Work to complete: This exercise calls for every record to be set down exactly.

Material shown section start

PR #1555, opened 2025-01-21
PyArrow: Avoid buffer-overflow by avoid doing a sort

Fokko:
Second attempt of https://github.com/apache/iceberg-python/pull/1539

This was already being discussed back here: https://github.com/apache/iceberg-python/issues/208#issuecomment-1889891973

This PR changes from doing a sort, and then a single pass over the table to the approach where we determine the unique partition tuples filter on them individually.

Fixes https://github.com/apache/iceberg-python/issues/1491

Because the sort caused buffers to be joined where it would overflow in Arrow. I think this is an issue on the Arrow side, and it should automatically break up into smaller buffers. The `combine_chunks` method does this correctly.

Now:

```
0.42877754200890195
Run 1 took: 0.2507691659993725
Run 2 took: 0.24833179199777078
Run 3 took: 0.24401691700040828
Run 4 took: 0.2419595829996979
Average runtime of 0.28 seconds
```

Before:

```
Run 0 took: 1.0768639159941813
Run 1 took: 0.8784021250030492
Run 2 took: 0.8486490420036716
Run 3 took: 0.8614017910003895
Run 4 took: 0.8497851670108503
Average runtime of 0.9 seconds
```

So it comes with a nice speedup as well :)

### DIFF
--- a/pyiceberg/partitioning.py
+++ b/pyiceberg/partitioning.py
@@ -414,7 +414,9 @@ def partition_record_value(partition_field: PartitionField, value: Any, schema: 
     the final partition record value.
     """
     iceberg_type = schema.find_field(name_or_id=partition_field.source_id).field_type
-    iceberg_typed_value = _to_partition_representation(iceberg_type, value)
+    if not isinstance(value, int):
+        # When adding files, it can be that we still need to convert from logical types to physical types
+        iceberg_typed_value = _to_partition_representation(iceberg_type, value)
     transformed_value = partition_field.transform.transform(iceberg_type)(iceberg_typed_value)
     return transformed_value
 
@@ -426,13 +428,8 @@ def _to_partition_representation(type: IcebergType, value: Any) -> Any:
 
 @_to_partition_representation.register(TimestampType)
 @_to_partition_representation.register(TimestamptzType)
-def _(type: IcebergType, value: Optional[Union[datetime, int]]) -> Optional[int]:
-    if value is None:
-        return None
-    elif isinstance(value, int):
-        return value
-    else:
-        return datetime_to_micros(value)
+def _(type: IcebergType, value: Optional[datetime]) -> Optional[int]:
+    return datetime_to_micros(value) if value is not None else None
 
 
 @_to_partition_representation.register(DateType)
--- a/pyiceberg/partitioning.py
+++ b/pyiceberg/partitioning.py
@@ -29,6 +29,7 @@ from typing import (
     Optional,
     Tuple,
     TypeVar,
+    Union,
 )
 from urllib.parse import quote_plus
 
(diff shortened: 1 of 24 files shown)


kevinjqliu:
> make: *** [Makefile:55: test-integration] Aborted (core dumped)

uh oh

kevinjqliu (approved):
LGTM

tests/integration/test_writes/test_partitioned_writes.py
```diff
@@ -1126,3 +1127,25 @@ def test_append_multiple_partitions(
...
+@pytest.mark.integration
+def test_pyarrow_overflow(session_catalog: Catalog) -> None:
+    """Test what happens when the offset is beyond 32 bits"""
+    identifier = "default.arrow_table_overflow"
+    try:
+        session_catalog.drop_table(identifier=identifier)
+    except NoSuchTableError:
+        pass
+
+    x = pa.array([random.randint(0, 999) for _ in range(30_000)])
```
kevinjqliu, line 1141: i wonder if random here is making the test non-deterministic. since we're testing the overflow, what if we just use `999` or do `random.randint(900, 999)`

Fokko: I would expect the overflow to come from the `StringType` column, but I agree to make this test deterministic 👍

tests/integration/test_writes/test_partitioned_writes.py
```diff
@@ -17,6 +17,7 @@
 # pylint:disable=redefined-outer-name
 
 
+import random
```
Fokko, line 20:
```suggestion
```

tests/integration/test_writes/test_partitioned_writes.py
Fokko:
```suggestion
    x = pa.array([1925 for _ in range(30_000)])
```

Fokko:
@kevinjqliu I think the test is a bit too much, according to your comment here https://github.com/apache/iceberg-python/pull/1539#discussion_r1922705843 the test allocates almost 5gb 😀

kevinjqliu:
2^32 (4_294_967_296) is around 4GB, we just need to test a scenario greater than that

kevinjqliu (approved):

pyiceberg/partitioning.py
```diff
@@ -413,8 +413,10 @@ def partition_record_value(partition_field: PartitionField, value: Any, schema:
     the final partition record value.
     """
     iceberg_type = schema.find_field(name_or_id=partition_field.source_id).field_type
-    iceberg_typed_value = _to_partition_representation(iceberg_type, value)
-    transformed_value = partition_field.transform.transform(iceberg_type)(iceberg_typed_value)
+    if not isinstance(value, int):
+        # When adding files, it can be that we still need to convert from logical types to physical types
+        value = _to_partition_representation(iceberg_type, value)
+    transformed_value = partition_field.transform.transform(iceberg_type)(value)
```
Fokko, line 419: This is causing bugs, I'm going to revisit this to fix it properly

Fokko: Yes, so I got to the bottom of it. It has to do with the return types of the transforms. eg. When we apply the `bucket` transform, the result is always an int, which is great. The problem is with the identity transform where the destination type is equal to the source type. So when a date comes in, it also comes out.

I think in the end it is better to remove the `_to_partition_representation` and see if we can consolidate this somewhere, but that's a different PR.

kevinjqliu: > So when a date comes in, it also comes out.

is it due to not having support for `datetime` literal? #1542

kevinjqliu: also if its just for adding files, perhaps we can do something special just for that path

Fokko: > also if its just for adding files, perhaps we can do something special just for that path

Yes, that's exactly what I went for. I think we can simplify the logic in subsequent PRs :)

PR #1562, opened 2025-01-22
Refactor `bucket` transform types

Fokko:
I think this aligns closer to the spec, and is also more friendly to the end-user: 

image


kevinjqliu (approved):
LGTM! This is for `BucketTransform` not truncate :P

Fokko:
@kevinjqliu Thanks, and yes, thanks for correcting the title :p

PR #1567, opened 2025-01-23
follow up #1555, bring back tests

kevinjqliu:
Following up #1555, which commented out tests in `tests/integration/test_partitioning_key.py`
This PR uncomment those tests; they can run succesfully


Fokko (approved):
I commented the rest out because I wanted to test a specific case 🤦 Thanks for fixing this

Material shown section end

Solution for this exercise:
PR #1555, opened 2025-01-21
PyArrow: Avoid buffer-overflow by avoid doing a sort

Fokko:
Second attempt of https://github.com/apache/iceberg-python/pull/1539

This was already being discussed back here: https://github.com/apache/iceberg-python/issues/208#issuecomment-1889891973

This PR changes from doing a sort, and then a single pass over the table to the approach where we determine the unique partition tuples filter on them individually.

Fixes https://github.com/apache/iceberg-python/issues/1491

Because the sort caused buffers to be joined where it would overflow in Arrow. I think this is an issue on the Arrow side, and it should automatically break up into smaller buffers. The `combine_chunks` method does this correctly.

Now:

```
0.42877754200890195
Run 1 took: 0.2507691659993725
Run 2 took: 0.24833179199777078
Run 3 took: 0.24401691700040828
Run 4 took: 0.2419595829996979
Average runtime of 0.28 seconds
```

Before:

```
Run 0 took: 1.0768639159941813
Run 1 took: 0.8784021250030492
Run 2 took: 0.8486490420036716
Run 3 took: 0.8614017910003895
Run 4 took: 0.8497851670108503
Average runtime of 0.9 seconds
```

So it comes with a nice speedup as well :)

### DIFF
--- a/pyiceberg/partitioning.py
+++ b/pyiceberg/partitioning.py
@@ -414,7 +414,9 @@ def partition_record_value(partition_field: PartitionField, value: Any, schema: 
     the final partition record value.
     """
     iceberg_type = schema.find_field(name_or_id=partition_field.source_id).field_type
-    iceberg_typed_value = _to_partition_representation(iceberg_type, value)
+    if not isinstance(value, int):
+        # When adding files, it can be that we still need to convert from logical types to physical types
+        iceberg_typed_value = _to_partition_representation(iceberg_type, value)
     transformed_value = partition_field.transform.transform(iceberg_type)(iceberg_typed_value)
     return transformed_value
 
@@ -426,13 +428,8 @@ def _to_partition_representation(type: IcebergType, value: Any) -> Any:
 
 @_to_partition_representation.register(TimestampType)
 @_to_partition_representation.register(TimestamptzType)
-def _(type: IcebergType, value: Optional[Union[datetime, int]]) -> Optional[int]:
-    if value is None:
-        return None
-    elif isinstance(value, int):
-        return value
-    else:
-        return datetime_to_micros(value)
+def _(type: IcebergType, value: Optional[datetime]) -> Optional[int]:
+    return datetime_to_micros(value) if value is not None else None
 
 
 @_to_partition_representation.register(DateType)
--- a/pyiceberg/partitioning.py
+++ b/pyiceberg/partitioning.py
@@ -29,6 +29,7 @@ from typing import (
     Optional,
     Tuple,
     TypeVar,
+    Union,
 )
 from urllib.parse import quote_plus
 
(diff shortened: 1 of 24 files shown)


kevinjqliu:
> make: *** [Makefile:55: test-integration] Aborted (core dumped)

uh oh

kevinjqliu (approved):
LGTM

tests/integration/test_writes/test_partitioned_writes.py
```diff
@@ -1126,3 +1127,25 @@ def test_append_multiple_partitions(
...
+@pytest.mark.integration
+def test_pyarrow_overflow(session_catalog: Catalog) -> None:
+    """Test what happens when the offset is beyond 32 bits"""
+    identifier = "default.arrow_table_overflow"
+    try:
+        session_catalog.drop_table(identifier=identifier)
+    except NoSuchTableError:
+        pass
+
+    x = pa.array([random.randint(0, 999) for _ in range(30_000)])
```
kevinjqliu, line 1141: i wonder if random here is making the test non-deterministic. since we're testing the overflow, what if we just use `999` or do `random.randint(900, 999)`

Fokko: I would expect the overflow to come from the `StringType` column, but I agree to make this test deterministic 👍

tests/integration/test_writes/test_partitioned_writes.py
```diff
@@ -17,6 +17,7 @@
 # pylint:disable=redefined-outer-name
 
 
+import random
```
Fokko, line 20:
```suggestion
```

tests/integration/test_writes/test_partitioned_writes.py
Fokko:
```suggestion
    x = pa.array([1925 for _ in range(30_000)])
```

Fokko:
@kevinjqliu I think the test is a bit too much, according to your comment here https://github.com/apache/iceberg-python/pull/1539#discussion_r1922705843 the test allocates almost 5gb 😀

kevinjqliu:
2^32 (4_294_967_296) is around 4GB, we just need to test a scenario greater than that

kevinjqliu (approved):

pyiceberg/partitioning.py
```diff
@@ -413,8 +413,10 @@ def partition_record_value(partition_field: PartitionField, value: Any, schema:
     the final partition record value.
     """
     iceberg_type = schema.find_field(name_or_id=partition_field.source_id).field_type
-    iceberg_typed_value = _to_partition_representation(iceberg_type, value)
-    transformed_value = partition_field.transform.transform(iceberg_type)(iceberg_typed_value)
+    if not isinstance(value, int):
+        # When adding files, it can be that we still need to convert from logical types to physical types
+        value = _to_partition_representation(iceberg_type, value)
+    transformed_value = partition_field.transform.transform(iceberg_type)(value)
```
Fokko, line 419: This is causing bugs, I'm going to revisit this to fix it properly

Fokko: Yes, so I got to the bottom of it. It has to do with the return types of the transforms. eg. When we apply the `bucket` transform, the result is always an int, which is great. The problem is with the identity transform where the destination type is equal to the source type. So when a date comes in, it also comes out.

I think in the end it is better to remove the `_to_partition_representation` and see if we can consolidate this somewhere, but that's a different PR.

kevinjqliu: > So when a date comes in, it also comes out.

is it due to not having support for `datetime` literal? #1542

kevinjqliu: also if its just for adding files, perhaps we can do something special just for that path

Fokko: > also if its just for adding files, perhaps we can do something special just for that path

Yes, that's exactly what I went for. I think we can simplify the logic in subsequent PRs :)

PR #1562, opened 2025-01-22
Refactor `bucket` transform types

Fokko:
I think this aligns closer to the spec, and is also more friendly to the end-user: 

image


kevinjqliu (approved):
LGTM! This is for `BucketTransform` not truncate :P

Fokko:
@kevinjqliu Thanks, and yes, thanks for correcting the title :p

PR #1567, opened 2025-01-23
follow up #1555, bring back tests

kevinjqliu:
Following up #1555, which commented out tests in `tests/integration/test_partitioning_key.py`
This PR uncomment those tests; they can run succesfully


Fokko (approved):
I commented the rest out because I wanted to test a specific case 🤦 Thanks for fixing this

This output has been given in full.